Cortez Journal

Girlfriend: Teen calmly arranged alibi after murder

Jan. 13, 2000

BY DAVID GRANT LONG

MONTICELLO — Less than an hour after killing his "best friend," 16-year-old Jordan Calliham of Dove Creek began laying plans to establish an alibi for the time of the drug-related slaying, his former girlfriend testified Tuesday.

Calliham and his brother Terrill, now 20, are being tried on charges of criminal homicide, a first-degree felony, for allegedly murdering 17-year-old James Eaton in a grove of cedar trees just inside the Utah state line last April.

Eaton’s bullet-riddled body was discovered several days after he was reported missing from his Dove Creek home on Easter, and the Callihams were arrested following a three-week investigation by Utah and Colorado police.

"Jordan called Terrill on his cell phone (after the murder) so that if someone looked (at the phone record), it would show he called from Cortez," recounted Misty Ernst, even though they were traveling only 10 miles south of Dove Creek on their way to Cortez in her 1995 Dodge Neon after leaving the murder scene.

Ernst, 23, had also been charged with criminal homicide but agreed to plead guilty to a reduced charge of obstructing justice and testify for the prosecution in return for probation.

She testified that even though her teenage boyfriend of two years and Eaton were best friends and constant companions, Calliham suspected Eaton of stealing $300 worth of drugs from his stash a few days earlier because "he was the only one who knew where it was."

So when she drove them toward Monticello that night, supposedly to buy more drugs, Ernst explained, "I thought (the Calliham brothers) were going to do something, but not that."

Ernst tearfully recounted how the three youths had gotten out of the car and walked into the nearby woods to smoke a joint while she stayed behind.

"I couldn’t see them, but I could hear," she said. "They were smoking and they were laughing . . . .

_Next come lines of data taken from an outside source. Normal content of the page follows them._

PR #141916, opened 2026-09-08
fix(agents): continue settled empty post-tool turns

RomneyDa:
## Summary

- backport the settled post-tool continuation from #110565 to the 2026.6.35 candidate
- continue exactly once after a side-effecting tool batch is proven complete but the assistant emits no visible answer
- remove built-in and client-provided tools from that continuation so completed effects cannot repeat
- keep replay-safe reads on the existing empty-response path and fail closed for active, failed, asynchronous, delivered, spawned, or approval-bearing work

## Root cause

The package Telegram acceptance scenario `telegram-empty-response-after-write-recovery` completed a write, then received an empty terminal assistant turn. The candidate treated every potentially side-effecting attempt as unrecoverable, so it surfaced the generic incomplete-turn error instead of asking the model for the final visible answer from the already-settled transcript.

Failure: https://github.com/openclaw/openclaw/actions/runs/34189437057/job/101945150686

Canonical main fix: #110565 / `8636bb6981844e4674ee2cdbc0d8d32aa2a8b816`. This backport adapts only that owner invariant to the candidate's pre-split runner.

## Verification

- focused Vitest: OpenClaw settled write continues once with `disableTools: true` and no client tools; native harness does not retry
- exact-head AutoReview: correct, no actionable findings (0.94)
- type-aware OXLint on the three changed files
- Oxfmt and `git diff --check`
- pre-fix release scenario: timeout with two outbound messages and no success marker; gateway logged `payloads=0, tools=1, replaySafe=no`

## Scope

- application production: +71 net lines
- tests: +94 net lines
- no config, protocol, persistence, package, or release-workflow changes

PR #142471, opened 2026-09-08
fix(agents): preserve settled tool continuation boundary

RomneyDa:
## Release blocker

The packaged Telegram recovery scenario in [Full Release Validation 34261943173](https://github.com/openclaw/openclaw/actions/runs/34261943173) reached the settled-tool continuation from #141916, then produced no matching final marker. Its artifact records four model fetches before the only outbound reply and a retry of the same Telegram inbound message.

## Root cause

#141916 disabled tools for its one recovery pass but left the already-persisted inbound message as the next attempt's prompt. That replays the source user turn instead of continuing from the settled assistant/tool transcript. The runner already owns the canonical boundary for this case: internal continuations use a new model prompt and suppress re-persisting the current inbound message.

## Fix

When the current channel message is known to be persisted, use the settled-tool instruction as the next model prompt and mark the next attempt as persistence-suppressed. The recovery still has no tools. If persistence is not proven, retain #141916's existing prompt-addition path rather than dropping user input.

## Proof

- Red: the focused settled-write test observed the old second attempt as `prompt: "hello\\n\\n<continuation>"` with `suppressNextUserMessagePersistence: false`.
- Green: `node scripts/run-vitest.mjs src/agents/embedded-agent-runner/run.incomplete-turn.test.ts` — 113 passed.
- `pnpm exec oxfmt --check src/agents/embedded-agent-runner/run.ts src/agents/embedded-agent-runner/run.incomplete-turn.test.ts` — passed.
- `node scripts/check-changed.mjs --dry-run -- src/agents/embedded-agent-runner/run.ts src/agents/embedded-agent-runner/run.incomplete-turn.test.ts` — `core, coreTests`.
- `git diff --check` — passed.

Production delta: +9 lines; test delta: +13 lines. The production addition is the current-message identity gate plus an ownership comment; it avoids reintroducing a second user leaf into a persisted conversation.

### DIFF
--- a/src/agents/embedded-agent-runner/run.incomplete-turn.test.ts
+++ b/src/agents/embedded-agent-runner/run.incomplete-turn.test.ts
@@ -77,6 +77,7 @@ describe("runEmbeddedAgent incomplete-turn safety", () => {
     prompt?: string;
     disableTools?: boolean;
     clientTools?: unknown[];
+    suppressNextUserMessagePersistence?: boolean;
   } {
     // Continuation prompt assertions read the exact prompt passed to the runner
     // attempt rather than derived result metadata.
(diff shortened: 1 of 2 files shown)


RomneyDa:
@clawsweeper review

PR #136439, opened 2026-09-02
fix(ui): retain speaker names in conversation exports

steipete:
Closes #136437

## What Problem This Solves

Exporting a shared conversation replaced each person's name with “You” and a named assistant with the default assistant name. Both `/export` downloads and Copy → Conversation as Markdown lost the attribution shown in the transcript.

## Why This Change Was Made

Use the existing transcript sender and role normalizer in the shared Markdown builder. Chat, Usage and Logs also share their existing text-download lifecycle, removing three duplicate implementations while preserving each caller's MIME type, filename, contents and URL cleanup.

## User Impact

Downloaded and copied conversations retain explicit speaker names and durable sender metadata. Unnamed speakers retain the existing You/assistant/Tool labels. Content, timestamps, silent-reply filtering, Usage snapshot fencing, and log filtering remain unchanged.

## Evidence

- Actual Chromium download and clipboard flows on untouched main `65e5b2e19c9`: Alex, Sam and Review assistant become You, You and OpenClaw. The same two browser regressions now preserve all three names.
- 64 focused unit tests across six files pass. Five additional production-build browser cases cover unnamed/empty exports, attachment state, and actual isolated Gateway Logs download, source recovery and reconnect.
- UI typecheck, typed lint, formatting and whitespace checks pass. Independent Codex review through P2 is clean; the committed sources match the reviewed hashes.
- Production: **30 added / 40 removed (net −10)**, including all eight lines of the new shared helper. Tests/support: **+159 / −18 = +141**. Docs: **1 changed line**.
- Export regression proof uses real Chromium with synthetic Gateway replies; the Logs sibling proof uses a real task-owned ephemeral Gateway. No external service or user session was changed.

Before, distinct participants collapse to generic roles:

Before: participant names lost in Markdown

After, the same exported conversation preserves its speakers:

After: participant names retained in Markdown

## Recorded behavior output

The following is the actual synthetic Markdown downloaded by Chromium after invoking `/export`, not an expected-value fixture. Copy → Conversation as Markdown produced identical bytes. The complete before/after images above were also personally inspected; the reviewer's attachment-DNS failure is an access limitation, not a missing capture.

Before, both actions produced headings `You`, `You`, `OpenClaw`. After, both produced:

```markdown
# Chat with OpenClaw

## Alex

I will write the release notes.

## Sam

I will verify the build.

## Review assistant

Alex owns the notes; Sam owns build verification.
```

[...]

PR #142491, opened 2026-09-08
perf(ui): reuse speaker metadata during chat export

### LINKED ISSUE #142490: Avoid discarded display normalization during chat export
## Summary

Resolve chat-export speaker metadata without constructing the full display-normalized message for every row.

## Problem to Solve

Both Markdown download and clipboard export use the shared chat builder. It normalizes each complete message to obtain its role and speaker label, then extracts the exported body separately. Normalized content arrays, media and Canvas processing are discarded by export, including when the existing text cache is warm.

## Proposed Solution

Reuse canonical role classification and a shared sender-label resolver. Keep the existing sender policy in one owner, and let full normalization pass its already prepared sender, including known absence. Export should retain its existing text projection, visibility filtering, timestamps, exact Markdown, filename and MIME behavior.

## Impact and Evidence

The recorded comparison covers six reference cohorts with 26 messages and preserves Markdown/download bytes, complete normalized values and property order, without mutating inputs. Validation records 127 focused tests and the full selected changed gate passing. The unchanged browser download/clipboard flows pass before and after.

Synthetic 128-message transcript probes recorded about 28–47% less sampled allocation across text, mixed-block and imported-text cohorts with cold and warm text caches. Sampling includes collected objects; it does not measure retained heap or RSS. Revisions ran baseline then candidate, with three trials each, so timing is supporting microbenchmark evidence rather than a browser-latency claim.

Related: #136439 restored exported speaker attribution. Preserve that behavior; this is an ownership/allocation improvement, not a new attribution fix.

steipete:
Closes #142490

<details>

</details>

Related: #136439

## What Problem This Solves

Chat Markdown exports normalize each complete message just to obtain its role and speaker label, then extract the exported body separately. The resulting content arrays and media/Canvas preparation are discarded, including when the existing text cache is warm.

## Why This Change Was Made

This is a maintainer-requested performance cleanup. Use canonical role classification and a scalar sender-label resolver in the shared export builder. The existing metadata-to-sender policy moves into one private helper; full normalization reuses its already prepared sender, including explicit `null`. Export resolves a label only for user and assistant rows, retaining fixed Tool headings.

Imported-body projection remains with `extractTextCached`. Visibility, raw timestamp handling, identity/avatar provenance, full normalized output shape, Markdown bytes, download MIME/filename and clipboard behavior remain unchanged. Production grows by 20 lines across two owners, with six cases added to the existing export suite. No cache, configuration, persistence or public API is introduced.

## User Impact

Downloaded and copied conversations retain the speaker attribution established in #136439 and the same content. The export path avoids constructing display content that it does not use.

## Evidence

Validation:

- Six reference cohorts containing 26 messages match exact Markdown and download Blob bytes, MIME/filename, complete normalized values and property order. Inputs remain unchanged. Cases include canonical tool envelopes, explicit and durable sender metadata, imported content shapes, timestamps, filtering, media and Canvas.
- **127 focused tests pass**, including six additional export cases for tool classification and imported attribution/body bytes. Existing sender identity and provenance tests are unchanged. The full selected changed gate and independent review pass.
- The existing full synthetic Control UI export E2E passes both download and clipboard flows before and after. All four Markdown files are byte-identical; visible speaker names are retained and neither action sends `chat.send`. The application runs with a mocked Gateway and isolated Chromium contexts.

Probes exporting 128-message synthetic transcripts six times per trial recorded **27.66–47.02% less cumulative sampled allocation** across text, mixed-block and imported-text cohorts with cold and warm caches. V8 sampling used an 8 KiB interval and includes collected objects. Input creation, cache warming and output hashing/serialization were excluded. Baseline ran before candidate, with three trials per arm; timing is supporting microbenchmark evidence. No retained-heap, RSS, whole-Gateway or full-browser latency improvement is claimed.

Before: synthetic speaker attribution after Markdown download

After: preserved speaker attribution after Markdown download

### DIFF
--- a/ui/src/lib/chat/message-normalizer.ts
+++ b/ui/src/lib/chat/message-normalizer.ts
@@ -28,7 +28,7 @@ import { getMediaFileExtension } from "../media-file-extension.ts";
 import type { NormalizedMessage, MessageContentItem } from "./chat-types.ts";
 import { projectImportedMessageForDisplay } from "./imported-message-display.ts";
 import { normalizeAttachmentContentBlock } from "./message-normalizer-attachments.ts";
-import { formatSenderLabel, normalizeSenderIdentity } from "./sender-label.ts";
+import { formatSenderLabel, normalizeSenderIdentity, type SenderIdentity } from "./sender-label.ts";
 
 // Keep legacy labels readable without treating their UUID suffix as profile evidence.
 const OPAQUE_ID_LABEL_SUFFIX_RE =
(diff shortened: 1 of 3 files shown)


steipete:
Merged via squash.

- Prepared head SHA: [30e6d87350c333b22756f00ed92a7bb563a5f259](https://github.com/openclaw/openclaw/pull/142491/commits/30e6d87350c333b22756f00ed92a7bb563a5f259)
- Landed commit: [dd5594c19748f2a43f511ac16388973078282e97](https://github.com/openclaw/openclaw/commit/dd5594c19748f2a43f511ac16388973078282e97)

PR #142496, opened 2026-09-08
fix(msteams): decode HTML-only message text correctly

steipete:
## What Problem This Solves

Fixes an issue where users sending HTML-only Teams messages would pass encoded text such as `&lt;`, `&#39;`, and `&copy;` to the agent instead of the intended characters. For example, `Use x &lt; 5 &copy;` arrived as literal entity text.

## Why This Change Was Made

Reuse the Teams plugin's existing quote-text HTML converter for inbound attachment text, replacing the partial entity decoder and duplicate whitespace/tag processing. Native mentions and links are prepared before single-pass decoding; raw activity text still takes precedence, and Adaptive Card value fallback keeps its existing behavior. Production code decreases by 3 lines.

## User Impact

HTML-only messages reach the agent with the intended punctuation, symbols, and Unicode characters. Literally typed entity text and encoded `<at>...</at>` text stay intact, while native bot addressing is removed once.

## Evidence

- Original-code regression: three inbound-body cases and the real Teams handler's `BodyForAgent` assertion failed for encoded entities/literal tags; six preservation controls passed.
- **68 focused tests passed**: inbound facts, the handler/debounce lifecycle, quote extraction, Graph text projection, and shared HTML entity decoding. Coverage retains raw-text precedence, card-value fallback, links, whitespace, double-encoded entities, and literal mention tags.
- The handler proof uses actual preparation, the actual attachment-triggered immediate debounce flush, inbound body processing, and the shared context builder. Provider/reply and persistence boundaries use the existing synthetic test runtime. This is not a live Teams-client rendering test and makes no external Microsoft API claim.
- Scoped `check-changed` passed, including extension production/test typechecks, lint, boundary checks and selected guards. Independent P2 review found no actionable P0–P2 issues. Node 24.19.0, pnpm 12.3.4; unchanged dependency lockfile.
- The reviewed owner/caller/decoder source remains unchanged on main at `b9f1e86810cc093ab97fc2b04c3fc269ecac95e2`; no rebase was needed.

Focused command:

```sh
node scripts/run-vitest.mjs extensions/msteams/src/monitor-handler/inbound-facts.test.ts extensions/msteams/src/monitor-handler/message-handler.ingress-lifecycle.test.ts extensions/msteams/src/inbound.test.ts extensions/msteams/src/graph-thread.test.ts src/shared/html-entities.test.ts
```

### DIFF
--- a/extensions/msteams/src/inbound.ts
+++ b/extensions/msteams/src/inbound.ts
@@ -15,7 +15,7 @@ type MSTeamsQuoteInfo = {
 /**
  * Strip HTML tags, preserving text content.
  */
-function htmlToPlainText(html: string): string {
+export function htmlToPlainText(html: string): string {
   return decodeHtmlEntities(html.replace(/<[^>]*>/g, " "))
     .replaceAll("\u00a0", " ")
     .replace(/\s+/g, " ")
--- a/extensions/msteams/src/monitor-handler/inbound-facts.test.ts
+++ b/extensions/msteams/src/monitor-handler/inbound-facts.test.ts
@@ -11,7 +11,7 @@ describe("msteams inbound facts", () => {
     const textEntry = await prepareMSTeamsDebounceEntry({
       context: context({
         type: "message",
-        text: "  hello  ",
+        text: "  <at>Bot</at> hello &lt;tag&gt;  ",
         attachments: [{ contentType: "text/html", content: "<p>ignored</p>" }],
         value: { action: "ignored" },
       }),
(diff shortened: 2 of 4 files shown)


steipete:
Merged via squash.

- Prepared head SHA: [4f2d4b3f8f7087f1fa656d6a6b8c3f84653b68b3](https://github.com/openclaw/openclaw/pull/142496/commits/4f2d4b3f8f7087f1fa656d6a6b8c3f84653b68b3)
- Landed commit: [63943fffb46c5fc1714d46f7aa5ef53170b492cd](https://github.com/openclaw/openclaw/commit/63943fffb46c5fc1714d46f7aa5ef53170b492cd)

"Then I heard one gunshot, then I heard a bunch —it stopped a minute and then there was one more shot." Ernst told an investigator, he later testified, that she’d heard Eaton screaming in pain and asking, "Why are you killing me —what have I done to you?"

The brothers returned to the car a short time later with Terrill wearing Eaton’s coat, she said, and told her to "Go! Go!"

When she asked what had happened and if James were dead, she said, "Jordan said he seen Terrill pull his gun out so he pulled his out — Terrill shot, so he started shooting.

"Jordan said he finished him off in the head."

Ernst said Terrill Calliham also had made a comment about how long it had taken Eaton to collapse onto the ground.

"Terrill said he shot him and he wasn’t falling over," she said. "He said he was afraid he’d have to kick him over."

Ernst said Terrill Calliham, whom she dropped off back in Dove Creek, told her and Jordan to go visit friends in Cortez "so we would have an alibi."

This done, she continued, they returned to Dove Creek, where Jordan Calliham showed her two pistols with blood on them and cleaned one with a towel, leaving the other for his brother to take care of.

Stephen McCaughey, Terrill Calliham’s attorney, stressed in his opening statement that the defendants have the right to a presumption of innocence, and that the guilt of each must be proven beyond a reasonable doubt.

"Terrill Calliham will present evidence that he was somewhere else at the time Misty Ernst says this crime was committed," McCaughey said, urging the jury to "keep an open mind."

In his cross-examination of Ernst, McCaughey brought out that she’d made conflicting statements to investigators, finally giving the version retold in court only after she was threatened with possible imprisonment and losing custody of her young son.

Ernst admitted telling police before Eaton’s body was found that he might have been in hiding because he owed drug dealers money. She testified that she’d actually heard this rumor in Dove Creek even though, of course, she knew it wasn’t true.

She also admitted telling classmates at Pueblo Community College after his remains were discovered that Eaton had been shot and tortured over a period of time by people who were drinking beer, another rumor that had been going around Dove Creek.

Ernst testified that she’d also tried to lay the entire blame on Terrill Calliham to "protect Jordan."

Three young men who had been inmates in the San Juan County Jail with Jordan Calliham were called as witnesses by County Attorney Craig Hall and testified he’d given them similar and graphic accounts of Eaton’s slaying:

• One said he’d told Deputy Greyson Redd of a conversation during which Jordan Calliham related that he and his girlfriend "were present" when the victim was killed along a country road.

• Another testified Calliham had told him the killing was over money that Eaton owed him for a quarter-pound of marijuana, and that even though the victim was his best friend, he "got what he deserved."

• A third former inmate testified that Calliham told him he’d "capped" Eaton because he owed him $300 for cocaine.

Happy Morgan, Jordan Calliham’s attorney, provided no clue about her defense strategy, postponing her opening statement until the prosecution is finished. Morgan did bring out, under her cross-examination of Ernst, that the state’s star witness began a sexual relationship with Jordan Calliham when he was 14 years old.

The trial is expected to conclude today or Friday.